BNSF, owned by Warren Buffett-led Berkshire Hathaway, said it shipped 100 million barrels of crude in 2012. It also invested nearly $200 million last year in North Dakota and Montana, and has hired more than 560 new workers since 2011, the company says.
"One of the reasons why the oil industry has really taken to heart the expansion of crude by rail is the flexibility," said John Miller, vice president of industrial products sales for BNSF. "If you load a unit train in North Dakota, you can go to the West Coast, you can go south or to the East Coast."
Miller said BNSF expects crude traffic to pick up in the East as more unloading terminals are built there. Many East Coast refineries want the lighter crude oil produced in North Dakota because they aren't equipped to refine heavier crude from Canada and elsewhere.
Canadian Pacific, whose U.S. operations are based in Minneapolis, has reported five consecutive quarters of double-digit growth in its crude-by-rail business, and now transports 70,000 tank cars of crude annually, up from about 500 in 2010. That's just the beginning. "We see that increasing two to three times in three years," said Tracy Robinson, CP's vice president for energy.
In Canada's oil sands region, producers are copying the crude-to-rail business model, adding terminals to load tank cars.
"You can get onto rail easily, with low capital, and the rail infrastructure is there," Robinson said. "Relative to other modes, we are very flexible. We don't need long-term commitments and big volumes. You can make much shorter-term deals, and you can access rail if you are not a big player."

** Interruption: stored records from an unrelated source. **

PR #12553, opened 2022-05-20
Add sRGB option to 2D RawTexture

kircher1:


sebavan (approved):
This one feels like plumbing :-) thanks a lot @kircher1

PR #12554, opened 2022-05-20
fix default material to use vertex alpha for thin instances

BlakeOne:
Fix default material to use vertex alpha for thin instances

Forum issue: https://forum.babylonjs.com/t/different-transparency-while-using-thin-instances/30574


BlakeOne:
Not quite right, will resubmit. :)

Railroads also are making money shipping equipment, pipe and sand to the oil fields. The sand, which is mined in Wisconsin and Minnesota, is used in hydraulic fracturing, one of the technologies driving North Dakota's oil boom.
Dakota Plains' strategy
The oil-rail profits are flowing partly because of the price difference between oil sold on the East Coast and the midcontinent price at Cushing, Okla. The glut of oil being piped from North Dakota into Cushing means it often sells at a $20 discount per barrel compared with the East Coast price.

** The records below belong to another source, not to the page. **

PR #12560, opened 2022-05-22
Fix warning when cloning with instanced mesh

bghgary:


packages/dev/core/src/Meshes/instancedMesh.ts
```diff
@@ -498,6 +498,7 @@ export class InstancedMesh extends AbstractMesh {
                 "behaviors",
                 "worldMatrixFromCache",
                 "hasThinInstances",
+                "hasBoundingInfo"
```
RaananW, line 501:
```suggestion
                "hasBoundingInfo",
```

RaananW (approved):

Claypool said rail shippers typically charge $16 to $18 to take a barrel of oil to East Coast. Shipping by pipelines costs a third of that, but many distant refineries can't get North Dakota oil by any means except rail, he said.
He's betting oil producers will have long-term need for rail. Among the refineries that benefit from rail is one in Philadelphia purchased last year by Delta Air Lines, which hopes to reduce its jet fuel costs.
Dakota Plains also has expanded into crude oil marketing -- buying oil at the wellhead and selling it to refiners. It launched a trucking venture last September, and now transports crude from wells to its terminal. With further terminal expansion, the company hopes to begin receiving rail shipments of sand, equipment and pipe bound for oil fields.
The company relies on venture partners or contractors for day-to-day operations, and has just four employees on its payroll. Its partners, including World Fuel Services, a global oil marketing and logistics company based in Miami, bring Dakota Plains' worker count to more than 100.
In March, Dakota Plains stock began trading over the counter. Claypool aims to have the stock listed on a major exchange this year. Instead of an initial public stock offering, the company merged with an existing but non-operating public corporation.
Lately, Claypool has been on the road, telling the company's story to investment managers with some success. In December, the New York investment fund Gilder Gagnon Howe & Co. acquired a 7.8 percent stake in the company.
Northland Capital Markets of Minneapolis issued its first research report on Dakota Plains last month, rating it a buy with target price of $5. The stock has been under $4.
Reed Anderson, a Northland analyst, said distant refineries like those in Philadelphia will be hard to reach by pipeline.
"It is one thing to run a pipeline across northern Minnesota -- try running a pipeline through a metro area on the East Coast," he said. Rail gives oil producers options to sell at better prices, he added. "That is why it is here to stay."